不愧是一個集團的董事長,看來用宣傳單轉移話題的小手段,對這類人根本就沒有效果。
不過常盤美緒顯然沒料到還有人會在這個時候搗亂。
一旁的大木巖松見縫插針,搶在葉更一回答前問道:“哦?那美緒,今天晚上我可以住在B棟嗎?”
常盤美緒有些為難:“可是還沒有開業,服務生和保潔人員都......”
聞言,大木巖松臉色頓時陰沉了下來:“也就是說B棟目前只允許小孩子和年輕的男人去游泳?”
“不,您誤會了。”
常盤美緒沒有表露出絲毫的情緒,說道:“我只是擔心您的住宿體驗不高,那邊67層的套房一直都在為您留著。”
“可以的話,我還想和你一起共進晚餐。”大木巖松不經意間,似乎是挑釁地看了葉更一一眼,而後又俯身朝常盤美緒那邊湊了湊。

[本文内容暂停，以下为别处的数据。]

PR #1222, opened 2016-09-27
Added connect and disconnect events that can be used e2 wise. 

andreblue:
Connection is only after a player has fully spawned in since anytime before it can be kinda iffy to get the player object. Disconnect works as well with the fact that the entity can only be used while disconnectClk() is true since the player object only resides in that moment of time. Any time after will return a null entity.

### DIFF
--- a/lua/entities/gmod_wire_expression2/core/player.lua
+++ b/lua/entities/gmod_wire_expression2/core/player.lua
@@ -575,10 +575,9 @@ hook.Add("PlayerDisconnected","Exp2RunOnLeave", function(ply)
 	runByLeave = 0
 end)
 
-
 __e2setcost(3)
 
-e2function void runOnConnect(activate)
+e2function void runOnPlayerConnect(activate)
 	if activate ~= 0 then
 		spawnAlert[self.entity] = true
 	else
@@ -586,15 +585,15 @@ e2function void runOnConnect(activate)
 	end
 end
 
-e2function number connectClk()
+e2function number connectedPlayerClk()
 	return runBySpawn
 end
 
-e2function entity lastConnected()
+e2function entity lastConnectedPlayer()
 	return lastJoined
 end
 
-e2function void runOnDisconnect(activate)
+e2function void runOnPlayerDisconnect(activate)
 	if activate ~= 0 then
 		leaveAlert[self.entity] = true
 	else
@@ -602,10 +601,10 @@ e2function void runOnDisconnect(activate)
 	end
 end
 
-e2function number disconnectClk()
+e2function number disconnectedPlayerClk()
 	return runByLeave
 end
 
-e2function entity lastDisconnected()
+e2function entity lastDisconnectedPlayer()
 	return lastLeft
 end
--- a/lua/entities/gmod_wire_expression2/core/player.lua
+++ b/lua/entities/gmod_wire_expression2/core/player.lua
@@ -577,6 +577,7 @@ end)
 
 
 __e2setcost(3)
+
 e2function void runOnConnect(activate)
 	if activate ~= 0 then
 		spawnAlert[self.entity] = true
@@ -584,9 +585,11 @@ e2function void runOnConnect(activate)
 		spawnAlert[self.entity] = nil
 	end
 end
+
 e2function number connectClk()
 	return runBySpawn
 end
+
 e2function entity lastConnected()
 	return lastJoined
 end
@@ -598,9 +601,11 @@ e2function void runOnDisconnect(activate)
 		leaveAlert[self.entity] = nil
 	end
 end
+
 e2function number disconnectClk()
 	return runByLeave
 end
+
 e2function entity lastDisconnected()
 	return lastLeft
 end
--- a/lua/entities/gmod_wire_expression2/core/player.lua
+++ b/lua/entities/gmod_wire_expression2/core/player.lua
@@ -264,8 +264,8 @@ keys_lookup[113] = "mouse_wheel_down"
 registerCallback("destruct",function(self)
 	KeyAlert[self.entity] = nil
     --Used futher below. Didn't want to create more then one of these per file
-    if SpawnAlert[self.entity] then SpawnAlert[self.entity] = nil; end
-    if LeaveAlert[self.entity] then LeaveAlert[self.entity] = nil; end
+    if spawnAlert[self.entity] then spawnAlert[self.entity] = nil; end
+    if leaveAlert[self.entity] then leaveAlert[self.entity] = nil; end
 end)
 
 local function UpdateKeys(ply, key)
@@ -586,9 +586,6 @@ e2function number joinClk()
 	return runBySpawn
 end
 e2function entity lastJoined()
-	if not IsValid(lastJoined) then return nil end
-	if not lastJoined:IsPlayer() then return nil end
-
 	return lastJoined
 end
 
@@ -603,8 +600,5 @@ e2function number disconnectClk()
 	return runByLeave
 end
 e2function entity lastDisconnected()
-	if not IsValid(lastLeft) then return nil end
-	if not lastLeft:IsPlayer() then return nil end
-
 	return lastLeft
 end
--- a/lua/entities/gmod_wire_expression2/core/player.lua
+++ b/lua/entities/gmod_wire_expression2/core/player.lua
@@ -263,6 +263,9 @@ keys_lookup[113] = "mouse_wheel_down"
 
 registerCallback("destruct",function(self)
 	KeyAlert[self.entity] = nil
+    --Used futher below. Didn't want to create more then one of these per file
+    if SpawnAlert[self.entity] then SpawnAlert[self.entity] = nil; end
+    if LeaveAlert[self.entity] then LeaveAlert[self.entity] = nil; end
 end)
 
 local function UpdateKeys(ply, key)
@@ -532,4 +535,76 @@ e2function ranger entity:eyeTraceCursor()
 	local ret = this:GetEyeTrace()
 	ret.RealStartPos = this:GetShootPos()
 	return ret
+end
+
+/******************************************************************************/
+
+local SpawnAlert = {}
+local runBySpawn = 0
+local LastJoined = nil
+
+local LeaveAlert = {}
+local runByLeave = 0
+local LastLeft = nil
+
+hook.Add("PlayerInitialSpawn","Exp2RunOnJoin", function(ply)
+	runBySpawn = 1
+    LastJoined = ply
+	for e,_ in pairs(SpawnAlert) do
+		if IsValid(e) then
+			e:Execute()
+		else
+			SpawnAlert[e] = nil
+		end
+	end
+	runBySpawn = 0
+end)
+
+hook.Add("PlayerDisconnected","Exp2RunOnLeave", function(ply)
+	runByLeave = 1
+    LastLeft = ply
+	for e,_ in pairs(LeaveAlert) do
+		if IsValid(e) then
+			e:Execute()
+		else
+			LeaveAlert[e] = nil
+		end
+	end
+	runByLeave = 0
+end)
+
+
+__e2setcost(3)
+e2function void runOnJoin(activate)
+	if activate ~= 0 then
+		SpawnAlert[self.entity] = true
+	else
+		SpawnAlert[self.entity] = nil
+	end
+end
+e2function number joinClk()
+	return runBySpawn
+end
+e2function entity lastJoined()
+	if not IsValid(LastJoined) then return nil end
+	if not LastJoined:IsPlayer() then return nil end
+
+	return LastJoined
+end
+
+e2function void runOnDisconnect(activate)
+	if activate ~= 0 then
+		LeaveAlert[self.entity] = true
+	else
+		LeaveAlert[self.entity] = nil
+	end
+end
+e2function number disconnectClk()
+	return runByLeave
+end
+e2function entity lastDisconnected()
+	if not IsValid(LastLeft) then return nil end
+	if not LastLeft:IsPlayer() then return nil end
+
+	return LastLeft
 end
--- a/lua/entities/gmod_wire_expression2/core/player.lua
+++ b/lua/entities/gmod_wire_expression2/core/player.lua
@@ -4,6 +4,16 @@
 
 local IsValid = IsValid
 local isOwner = E2Lib.isOwner
+
+
+local spawnAlert = {}
+local runBySpawn = 0
+local lastJoined = NULL
+
+local leaveAlert = {}
+local runByLeave = 0
+local lastLeft = NULL
+
 registerCallback("e2lib_replace_function", function(funcname, func, oldfunc)
 	if funcname == "isOwner" then
 		isOwner = func
@@ -196,11 +206,11 @@ e2function number entity:keyUse()
 end
 
 e2function number entity:keyReload()
-    return (IsValid(this) and this:IsPlayer() and this:KeyDown(IN_RELOAD)) and 1 or 0
+	return (IsValid(this) and this:IsPlayer() and this:KeyDown(IN_RELOAD)) and 1 or 0
 end
 
 e2function number entity:keyZoom()
-    return (IsValid(this) and this:IsPlayer() and this:KeyDown(IN_ZOOM)) and 1 or 0
+	return (IsValid(this) and this:IsPlayer() and this:KeyDown(IN_ZOOM)) and 1 or 0
 end
 
 e2function number entity:keyWalk()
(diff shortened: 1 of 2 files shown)


lua/entities/gmod_wire_expression2/core/player.lua
```diff
@@ -263,6 +263,9 @@ keys_lookup[113] = "mouse_wheel_down"
 
 registerCallback("destruct",function(self)
 	KeyAlert[self.entity] = nil
+    --Used futher below. Didn't want to create more then one of these per file
+    if SpawnAlert[self.entity] then SpawnAlert[self.entity] = nil; end
+    if LeaveAlert[self.entity] then LeaveAlert[self.entity] = nil; end
```
bigdogmat: These tables aren't defined at this point, nor are they named the same as the ones defined below

lua/entities/gmod_wire_expression2/core/player.lua
```diff
@@ -533,3 +536,75 @@ e2function ranger entity:eyeTraceCursor()
...
+	else
+		leaveAlert[self.entity] = nil
+	end
+end
+e2function number disconnectClk()
+	return runByLeave
+end
+e2function entity lastDisconnected()
+	if not IsValid(lastLeft) then return nil end
+	if not lastLeft:IsPlayer() then return nil end
```
bigdogmat: When will `lastLeft` not be a player? Also return NULL not nil

lua/entities/gmod_wire_expression2/core/player.lua
```diff
@@ -533,3 +536,75 @@ e2function ranger entity:eyeTraceCursor()
...
+	else
+		spawnAlert[self.entity] = nil
+	end
+end
+e2function number joinClk()
+	return runBySpawn
+end
+e2function entity lastJoined()
+	if not IsValid(lastJoined) then return nil end
+	if not lastJoined:IsPlayer() then return nil end
```
bigdogmat: When will `lastJoined` not be a player? Also return NULL not nil

bigdogmat:
👍 from me once everything is fixed

andreblue:
The top vars were due to me forgetting when i renamed them to respect coding guide lines, and is returning the last bit with no check thus it will be a player or null

lua/entities/gmod_wire_expression2/core/player.lua
Divran: @bigdogmat you should always use `IsValid(ent/ply/whatever)` over `ply:IsValid()` because the former catches more use cases with nearly no downside.

(Only downside is that it's a global function so it takes a tenth of a nanosecond longer to index it from the global scope. Can be fixed by localizing first if you happen to use it 1000 times per frame.)

lua/entities/gmod_wire_expression2/core/player.lua
```diff
@@ -533,3 +536,69 @@ e2function ranger entity:eyeTraceCursor()
...
+local runBySpawn = 0
+local lastJoined = nil
+
+local leaveAlert = {}
+local runByLeave = 0
+local lastLeft = nil
+
+hook.Add("PlayerInitialSpawn","Exp2RunOnJoin", function(ply)
+	runBySpawn = 1
+    lastJoined = ply
```
Divran: got some random spaces instead of tabs here, and another one on line 565

Divran:
At first glance, this extension might seem to be pointless, but it actually isn't. In combination with several other extensions, such as `runOnKeys` etc, where you need to keep an up-to-date array of players for it to work, this is actually far more efficient than checking how many players are connected every X seconds. 👍

lua/entities/gmod_wire_expression2/core/player.lua
```diff
@@ -263,6 +263,9 @@ keys_lookup[113] = "mouse_wheel_down"
 
 registerCallback("destruct",function(self)
 	KeyAlert[self.entity] = nil
+    --Used futher below. Didn't want to create more then one of these per file
+    if spawnAlert[self.entity] then spawnAlert[self.entity] = nil; end
+    if leaveAlert[self.entity] then leaveAlert[self.entity] = nil; end
```
Divran: These two lines can both be replaced with `spawnAlert[self.entity] = nil`. There's no need to check if the value exists first.

lua/entities/gmod_wire_expression2/core/player.lua
bigdogmat: @Divran The only thing `IsValid` does is check to make sure the object is not nil and has an `IsValid` method. If this is set to NULL by default it'll never be nil.

lua/entities/gmod_wire_expression2/core/player.lua
```diff
@@ -533,3 +536,69 @@ e2function ranger entity:eyeTraceCursor()
...
+
+--[[--------------------------------------------------------------------------------------------]]--
+
+local spawnAlert = {}
+local runBySpawn = 0
+local lastJoined = nil
+
+local leaveAlert = {}
+local runByLeave = 0
+local lastLeft = nil
```
bigdogmat: This needs to be set to NULL as if a player hasn't disconnected yet, `lastLeft` will still be nil. I'd change `lastJoined` to just to make it look consistent.

lua/entities/gmod_wire_expression2/core/player.lua
Divran: Yes, I know.

andreblue:
will change tonight. at school at thus unable to do decent edits thru my phone

andreblue:
And there we go. Also fixed some extra 4 spaces in the original untouched part of the file >.>

CaptainPRICE:
`1.` **Fix costs.**
- Set cost to **1** for these simple functions:

`number connectClk()`
`entity lastConnected()`
`number disconnectClk()`
`entity lastDisconnected()`

- Set cost to **2** for these functions:

`void runOnConnect(number)`
`void runOnDisconnect(number)`

`2.` **Fix line separation (i.e. there should be one line break around e2function).**
`3.` **Fix descriptions (write them in proper English).**

lua/entities/gmod_wire_expression2/core/player.lua
AbigailBuccaneer: @bigdogmat there are strong reasons to prefer the method that is consistently good (`IsValid(entity)`) even in situations where the other method happens to work out because of reasoning (`entity:IsValid()`).

bigdogmat: Well I mean, yeah `entity:IsValid` works out because of code flow, although what do you mean by `strong reasons to prefer the method that is consistently good`? `entity:IsValid` will work consistently with this code, just like `IsValid(entity)` will.

CaptainPRICE: Something tells me: two are not the same.

andreblue:
They are proper English.  I can fix the spacing in a touch and if divan thinks the costs should go down then I will ask him. The costs are decent at.

lua/entities/gmod_wire_expression2/core/player.lua
TomyLobo: also, semicolons are mostly useless in lua
also, random indentation
also, missing space after comma in line 264

lua/wire/client/e2descriptions.lua
```diff
@@ -313,6 +313,13 @@ E2Helper.Descriptions["setTrails(e:nnnsvn)"] = "StartSize, EndSize, Length, Mate
 E2Helper.Descriptions["setTrails(e:nnnsvnnn)"] = "StartSize, EndSize, Length, Material, Color (RGB), Alpha, AttachmentID, Additive. Adds a trail to E with the specified attributes"
 E2Helper.Descriptions["removeTrails(e:)"] = "Removes the trail from E"
 E2Helper.Descriptions["runOnKeys(en)"] = "If set to 1, E2 will run when specified player presses/releases their key"
+E2Helper.Descriptions["disconnectClk()"] = "Returns 1 if the chip is being executed because of a disconnect event. Returns 0 otherwise"
```
CaptainPRICE: "the chip", "a disconnect event"

lua/wire/client/e2descriptions.lua
```diff
@@ -313,6 +313,13 @@ E2Helper.Descriptions["setTrails(e:nnnsvn)"] = "StartSize, EndSize, Length, Mate
...
+E2Helper.Descriptions["lastDisconnected()"] = "Returns the last player to disconnect. Must be done while in a disconnectClk() as anytime after the player object is gone."
```
CaptainPRICE: "to disconnect"

lua/wire/client/e2descriptions.lua
```diff
@@ -313,6 +313,13 @@ E2Helper.Descriptions["setTrails(e:nnnsvn)"] = "StartSize, EndSize, Length, Mate
...
+E2Helper.Descriptions["runOnDisconnect(n)"] = "If set to 0, the chip will no longer run on disconnect events, otherwise it makes this chip execute when someone disconnects. Only needs to be called once, not in every execution"
```
CaptainPRICE: "the chip", "on disconnect", "otherwise it makes this chip execute when someone disconnects"
also, "Only needs to be called once, not in every execution"

lua/wire/client/e2descriptions.lua
```diff
@@ -313,6 +313,13 @@ E2Helper.Descriptions["setTrails(e:nnnsvn)"] = "StartSize, EndSize, Length, Mate
...
+E2Helper.Descriptions["connectClk()"] = "Returns 1 if the chip is being executed because of a connect event. Returns 0 otherwise"
```
CaptainPRICE: "the chip", "a connect event"

lua/wire/client/e2descriptions.lua
```diff
@@ -313,6 +313,13 @@ E2Helper.Descriptions["setTrails(e:nnnsvn)"] = "StartSize, EndSize, Length, Mate
...
+E2Helper.Descriptions["lastConnected()"] = "Returns the last player to connect."
```
CaptainPRICE: "the last player to connect"

lua/wire/client/e2descriptions.lua
```diff
@@ -313,6 +313,13 @@ E2Helper.Descriptions["setTrails(e:nnnsvn)"] = "StartSize, EndSize, Length, Mate
...
+E2Helper.Descriptions["runOnConnect(n)"] = "If set to 0, the chip will no longer run on connect events, otherwise it makes this chip execute when someone connects. Only needs to be called once, not in every execution"
```
CaptainPRICE: "the chip", "on connect events"...

CaptainPRICE:
> They are proper English

Nope. And actually they are not described correctly, see my above comments.

lua/entities/gmod_wire_expression2/core/player.lua
```diff
@@ -577,16 +577,19 @@ end)
```
CaptainPRICE: What's up with this empty line?

lua/wire/client/e2descriptions.lua
Divran: @CaptainPRICE nothing wrong with that

lua/wire/client/e2descriptions.lua
Divran: @CaptainPRICE nothing wrong with that

lua/wire/client/e2descriptions.lua
Divran: what are you even saying

Divran:
@CaptainPRICE there is nothing grammatically incorrect with any of the descriptions, what are you talking about

lua/wire/client/e2descriptions.lua
CaptainPRICE: > nothing wrong with that

... read it again.

lua/wire/client/e2descriptions.lua
CaptainPRICE: > nothing wrong with that

... read it again

CaptainPRICE:
> there is nothing grammatically incorrect with any of the descriptions

... Read them again ...
They does _not_ sound right (for me), and they are _not_ **accurate** (i.e. "the chip will no longer run on **disconnect events**", answer me this: what the hell is that supposed to mean?!).
Also, it nowhere states that, these are Player events.

So, I highly recommend to rename functions to have more appropriately and accurate names.

@bigdogmat Could you check this please?

lua/wire/client/e2descriptions.lua
CaptainPRICE: > what are you even saying

To avoid repetition of myself, read my comment [below](https://github.com/wiremod/wire/pull/1222#issuecomment-250594815).

Divran:
@CaptainPRICE you are correct in that it doesn't mention that they are player events. The only thing that needs to be changed, then, is to add the word "player" like so
`Returns 1 if the chip is being executed because of a *player* connect event. Returns 0 otherwise`

CaptainPRICE:
> The only thing that needs to be changed

No, it is **not** the **only** thing!

bigdogmat:
To me in the sense of E2 `connect` and `disconnect` could only mean the connection of players or to an external device. So in this context I find it acceptable to just be named `connect` and `disconnect`, although, I guess it wouldn't hurt to name them otherwise.

Other than that I see no problem with the way those descriptions are worded.

TomyLobo:
@CaptainPRICE how about instead of being ominous/annoying, you say what they should put there and we discuss that?

CaptainPRICE:
> how about instead of being ominous/annoying, you say what they should put there and we discuss that?

Yes, that's what I am just doing, I will edit this comment in a moment..

lua/entities/gmod_wire_expression2/core/player.lua
andreblue: its a line.... That is there.... Did you expect it to have some magical meaning to life? Or the answer to life itself?

lua/wire/client/e2descriptions.lua
```diff
@@ -313,12 +313,12 @@ E2Helper.Descriptions["setTrails(e:nnnsvn)"] = "StartSize, EndSize, Length, Mate
...
-E2Helper.Descriptions["disconnectClk()"] = "Returns 1 if the chip is being executed because of a disconnect event. Returns 0 otherwise"
-E2Helper.Descriptions["lastDisconnected()"] = "Returns the last player to disconnect. Must be done while in a disconnectClk() as anytime after the player object is gone."
-E2Helper.Descriptions["runOnDisconnect(n)"] = "If set to 0, the chip will no longer run on disconnect events, otherwise it makes this chip execute when someone disconnects. Only needs to be called once, not in every execution"
-E2Helper.Descriptions["connectClk()"] = "Returns 1 if the chip is being executed because of a connect event. Returns 0 otherwise"
-E2Helper.Descriptions["lastConnected()"] = "Returns the last player to connect."
-E2Helper.Descriptions["runOnConnect(n)"] = "If set to 0, the chip will no longer run on connect events, otherwise it makes this chip execute when someone connects. Only needs to be called once, not in every execution"
+E2Helper.Descriptions["disconnectedPlayerClk()"] = "Returns 1 if the chip is being executed because of a player disconnect event. Returns 0 otherwise"
```
CaptainPRICE: `playerDisconnectedClk` sounds better to me.

lua/wire/client/e2descriptions.lua
```diff
@@ -313,12 +313,12 @@ E2Helper.Descriptions["setTrails(e:nnnsvn)"] = "StartSize, EndSize, Length, Mate
...
+E2Helper.Descriptions["lastDisconnectedPlayer()"] = "Returns the last player to disconnect. Must be done while in a disconnectClk() as anytime after the player object is gone."
+E2Helper.Descriptions["runOnPlayerDisconnect(n)"] = "If set to 0, the chip will no longer run on player disconnect events, otherwise it makes this chip execute when someone disconnects. Only needs to be called once, not in every execution"
+E2Helper.Descriptions["connectedPlayerClk()"] = "Returns 1 if the chip is being executed because of a player connect event. Returns 0 otherwise"
```
CaptainPRICE: `playerConnectedClk` sounds better to me.

andreblue: Welp it sounds right to me as it is.

sammyt291: Out of all these grammar changes, I do agree with this one.
`playerConnectClk` Makes sense, is lower character count and flows better in my opinion.
And of course if it were to be changed to that the others should reflect the same format.

Kronous:
> "They does not sound right (for me)"
Holy clam shells batman, the grammar nazi dun goofed!

Also

> playerConnectClk

> playerDisconnectClk
do indeed sound better.

lua/wire/client/e2descriptions.lua
Kronous: Anyone else notice

> They does not sound right (for me)

Wowiezowie Herr Grammar nazi needs to keep up on his classes.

他注意到了一個亮閃閃的東西:“咦?這胸針...還蠻特別的嘛,是心上人送的東西?”
“不是,”常盤美緒有意向後退了半步避讓,“胸針是我自己的。”
“好了,美緒!”另一邊,如月峰水皺眉道:“我要回去了!”
“那我送您下樓。”常盤美緒連忙跑了過去。
“不必了!”如月峰水冷著臉,轉身就走。
幾人間的奇怪氣氛,讓毛利小五郎都隱隱有所察覺,“那個老人家怎麼生氣了?”
一旁的風間英彥,發表自己的見解:“因為美緒小姐到處買如月先生的畫,然後再用高價出售,所以那位大師最近的情緒很糟糕,可以想象...如果我的設計圖被人這樣對待的話,也許我真要對那些建築,採取森谷老師的作法了。”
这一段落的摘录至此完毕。